>>>>

PR #1410, opened 2023-09-05
Fix resolvers not copying to clipboard correctly 

### LINKED ISSUE #1403: "Copy Configuration" button does not copy resolvers

mjren23:
- previously, calling JSON.stringify on the configuration object caused the resolver to not be able to be parsed as a specific type of RepositoryConfig. this breaks copy-pasting 
- this changeset adds a toJSON method on each child class of RepositoryConfig to wrap the object along with a "type" property (one of "ivy", "maven", or "pip") and uses that when parsing the JSON back to a NotebookConfig object 

fixes #1403

### DIFF
--- a/polynote-frontend/polynote/data/data.ts
+++ b/polynote-frontend/polynote/data/data.ts
@@ -84,6 +84,19 @@ export class IvyRepository extends RepositoryConfig {
         return 0;
     }
 
+    // enable parsing when copy-pasting configurations
+    toJSON(): any {
+        return {
+            type: "ivy",
+            resolver: {
+                url: this.url,
+                artifactPattern: this.artifactPattern,
+                metadataPattern: this.metadataPattern,
+                changing: this.changing
+            }
+        }
+    }
+
     constructor(readonly url: string, readonly artifactPattern?: string, readonly metadataPattern?: string, readonly changing?: boolean) {
         super();
         Object.freeze(this);
@@ -104,6 +117,17 @@ export class MavenRepository extends RepositoryConfig {
         super();
         Object.freeze(this);
     }
+
+    // enable parsing when copy-pasting configurations
+    toJSON(): any {
+        return {
+            type: "maven",
+            resolver: {
+                url: this.url,
+                changing: this.changing
+            }
+        }
+    }
 }
 
 export class PipRepository extends RepositoryConfig {
@@ -119,6 +143,16 @@ export class PipRepository extends RepositoryConfig {
     constructor(readonly url: string) {
         super();
         Object.freeze(this);
+    }
+
+    // enable parsing when copy-pasting configurations
+    toJSON(): any {
+        return {
+            type: "pip",
+            resolver: {
+                url: this.url
+            }
+        }
     }
 }
 
--- a/polynote-frontend/polynote/data/data.ts
+++ b/polynote-frontend/polynote/data/data.ts
@@ -72,10 +72,10 @@ export abstract class RepositoryConfig extends CodecContainer {
     static msgTypeId: number;
 
     abstract url: string;
-    abstract repositoryTypeName: "ivy" | "maven" | "pip";
+    abstract repositoryTypeName: RepositoryTypeNames;
 
     // enable parsing when copy-pasting configurations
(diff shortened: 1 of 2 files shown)


polynote-frontend/polynote/data/data.ts
```diff
@@ -84,6 +84,19 @@ export class IvyRepository extends RepositoryConfig {
         return 0;
     }
 
+    // enable parsing when copy-pasting configurations
+    toJSON(): any {
+        return {
+            type: "ivy",
+            resolver: {
```
jonathanindig, line 91: Could this be simplified using `resolver: ...this`? 

If that works, it's really tempting to lift this all up into `RepositoryConfig` 😅

polynote-frontend/polynote/data/data.ts
```diff
@@ -84,6 +84,19 @@ export class IvyRepository extends RepositoryConfig {
         return 0;
     }
 
+    // enable parsing when copy-pasting configurations
+    toJSON(): any {
```
jonathanindig, line 88: Can we narrow the `any` typed here? Something like `{type: "ivy" | "maven" | "pip", resolver: RepositoryConfig}` (just writing from memory, not 100% sure about the syntax)

polynote-frontend/polynote/ui/component/notebook/notebookconfig.ts
```diff
@@ -351,6 +351,24 @@ class Resolvers extends Disposable {
             } else { return [] }
         });
     }
+
+    static parseWrappedResolvers(wrappedResolvers: any): RepositoryConfig[] {
+        return wrappedResolvers.map((wrappedResolver: any) => {
```
jonathanindig, line 356: Same as above - can we narrow the `any` to something more specific?

mjren23: not sure - technically the JSON.parse call in the pasteConfig method _thinks_ it's parsing paste.repositories to a RepositoryConfig object (which it isn't, it's the wrapped anon object). the objects inside the array can be that same {type: "ivy" | ...etc } object, but not sure how to get the argument to be more specific without casting paste.repositories to `unknown` first (maybe that's okay?).

polynote-frontend/polynote/data/data.ts
```diff
@@ -71,7 +71,15 @@ export abstract class RepositoryConfig extends CodecContainer {
     static codecs: typeof RepositoryConfig[];
     static msgTypeId: number;
 
-    abstract url: string
+    abstract url: string;
+    abstract repositoryTypeName: "ivy" | "maven" | "pip";
```
jonathanindig, line 75: [nit] if you define a [type alias](https://www.typescriptlang.org/docs/handbook/advanced-types.html#type-aliases) you only need to type `"ivy" | "maven" | "pip"` once (and it makes it a little easier to add a resolver later, not like that its terribly likely to happen tho)

polynote-frontend/polynote/ui/component/notebook/notebookconfig.ts
```diff
@@ -118,7 +118,7 @@ export class NotebookConfigEl extends Disposable {
 
             try {
                 paste = JSON.parse(clipText);
-                let resolvers = Resolvers.parseWrappedResolvers(paste.repositories);
+                let resolvers = Resolvers.parseWrappedResolvers((paste.repositories as unknown) as [{type: "ivy" | "maven" | "pip", resolver: RepositoryConfig}]);
```
jonathanindig, line 121: Hm. I _ think_ you can do this a little more cleanly (though still kind of ugly) by modifying the type of paste. Rather than `NotebookConfig`, try something like: `Omit<NotebookConfig, "repositories"> & {repositories: [{type: "ivy" | "maven" | "pip", resolver: RepositoryConfig}]}`

https://www.typescriptlang.org/docs/handbook/utility-types.html#omittype-keys

jonathanindig: And a type alias for `{type: "ivy" | "maven" | "pip", resolver: RepositoryConfig}` might be a good idea

jonathanindig (approved):
LGTM, just a couple little type-y nits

<<<<

Task to complete. Reproduce each of the records word for word.

Written reply.
PR #1410, opened 2023-09-05
Fix resolvers not copying to clipboard correctly 

### LINKED ISSUE #1403: "Copy Configuration" button does not copy resolvers

mjren23:
- previously, calling JSON.stringify on the configuration object caused the resolver to not be able to be parsed as a specific type of RepositoryConfig. this breaks copy-pasting 
- this changeset adds a toJSON method on each child class of RepositoryConfig to wrap the object along with a "type" property (one of "ivy", "maven", or "pip") and uses that when parsing the JSON back to a NotebookConfig object 

fixes #1403

### DIFF
--- a/polynote-frontend/polynote/data/data.ts
+++ b/polynote-frontend/polynote/data/data.ts
@@ -84,6 +84,19 @@ export class IvyRepository extends RepositoryConfig {
         return 0;
     }
 
+    // enable parsing when copy-pasting configurations
+    toJSON(): any {
+        return {
+            type: "ivy",
+            resolver: {
+                url: this.url,
+                artifactPattern: this.artifactPattern,
+                metadataPattern: this.metadataPattern,
+                changing: this.changing
+            }
+        }
+    }
+
     constructor(readonly url: string, readonly artifactPattern?: string, readonly metadataPattern?: string, readonly changing?: boolean) {
         super();
         Object.freeze(this);
@@ -104,6 +117,17 @@ export class MavenRepository extends RepositoryConfig {
         super();
         Object.freeze(this);
     }
+
+    // enable parsing when copy-pasting configurations
+    toJSON(): any {
+        return {
+            type: "maven",
+            resolver: {
+                url: this.url,
+                changing: this.changing
+            }
+        }
+    }
 }
 
 export class PipRepository extends RepositoryConfig {
@@ -119,6 +143,16 @@ export class PipRepository extends RepositoryConfig {
     constructor(readonly url: string) {
         super();
         Object.freeze(this);
+    }
+
+    // enable parsing when copy-pasting configurations
+    toJSON(): any {
+        return {
+            type: "pip",
+            resolver: {
+                url: this.url
+            }
+        }
     }
 }
 
--- a/polynote-frontend/polynote/data/data.ts
+++ b/polynote-frontend/polynote/data/data.ts
@@ -72,10 +72,10 @@ export abstract class RepositoryConfig extends CodecContainer {
     static msgTypeId: number;
 
     abstract url: string;
-    abstract repositoryTypeName: "ivy" | "maven" | "pip";
+    abstract repositoryTypeName: RepositoryTypeNames;
 
     // enable parsing when copy-pasting configurations
(diff shortened: 1 of 2 files shown)


polynote-frontend/polynote/data/data.ts
```diff
@@ -84,6 +84,19 @@ export class IvyRepository extends RepositoryConfig {
         return 0;
     }
 
+    // enable parsing when copy-pasting configurations
+    toJSON(): any {
+        return {
+            type: "ivy",
+            resolver: {
```
jonathanindig, line 91: Could this be simplified using `resolver: ...this`? 

If that works, it's really tempting to lift this all up into `RepositoryConfig` 😅

polynote-frontend/polynote/data/data.ts
```diff
@@ -84,6 +84,19 @@ export class IvyRepository extends RepositoryConfig {
         return 0;
     }
 
+    // enable parsing when copy-pasting configurations
+    toJSON(): any {
```
jonathanindig, line 88: Can we narrow the `any` typed here? Something like `{type: "ivy" | "maven" | "pip", resolver: RepositoryConfig}` (just writing from memory, not 100% sure about the syntax)

polynote-frontend/polynote/ui/component/notebook/notebookconfig.ts
```diff
@@ -351,6 +351,24 @@ class Resolvers extends Disposable {
             } else { return [] }
         });
     }
+
+    static parseWrappedResolvers(wrappedResolvers: any): RepositoryConfig[] {
+        return wrappedResolvers.map((wrappedResolver: any) => {
```
jonathanindig, line 356: Same as above - can we narrow the `any` to something more specific?

mjren23: not sure - technically the JSON.parse call in the pasteConfig method _thinks_ it's parsing paste.repositories to a RepositoryConfig object (which it isn't, it's the wrapped anon object). the objects inside the array can be that same {type: "ivy" | ...etc } object, but not sure how to get the argument to be more specific without casting paste.repositories to `unknown` first (maybe that's okay?).

polynote-frontend/polynote/data/data.ts
```diff
@@ -71,7 +71,15 @@ export abstract class RepositoryConfig extends CodecContainer {
     static codecs: typeof RepositoryConfig[];
     static msgTypeId: number;
 
-    abstract url: string
+    abstract url: string;
+    abstract repositoryTypeName: "ivy" | "maven" | "pip";
```
jonathanindig, line 75: [nit] if you define a [type alias](https://www.typescriptlang.org/docs/handbook/advanced-types.html#type-aliases) you only need to type `"ivy" | "maven" | "pip"` once (and it makes it a little easier to add a resolver later, not like that its terribly likely to happen tho)

polynote-frontend/polynote/ui/component/notebook/notebookconfig.ts
```diff
@@ -118,7 +118,7 @@ export class NotebookConfigEl extends Disposable {
 
             try {
                 paste = JSON.parse(clipText);
-                let resolvers = Resolvers.parseWrappedResolvers(paste.repositories);
+                let resolvers = Resolvers.parseWrappedResolvers((paste.repositories as unknown) as [{type: "ivy" | "maven" | "pip", resolver: RepositoryConfig}]);
```
jonathanindig, line 121: Hm. I _ think_ you can do this a little more cleanly (though still kind of ugly) by modifying the type of paste. Rather than `NotebookConfig`, try something like: `Omit<NotebookConfig, "repositories"> & {repositories: [{type: "ivy" | "maven" | "pip", resolver: RepositoryConfig}]}`

https://www.typescriptlang.org/docs/handbook/utility-types.html#omittype-keys

jonathanindig: And a type alias for `{type: "ivy" | "maven" | "pip", resolver: RepositoryConfig}` might be a good idea

jonathanindig (approved):
LGTM, just a couple little type-y nits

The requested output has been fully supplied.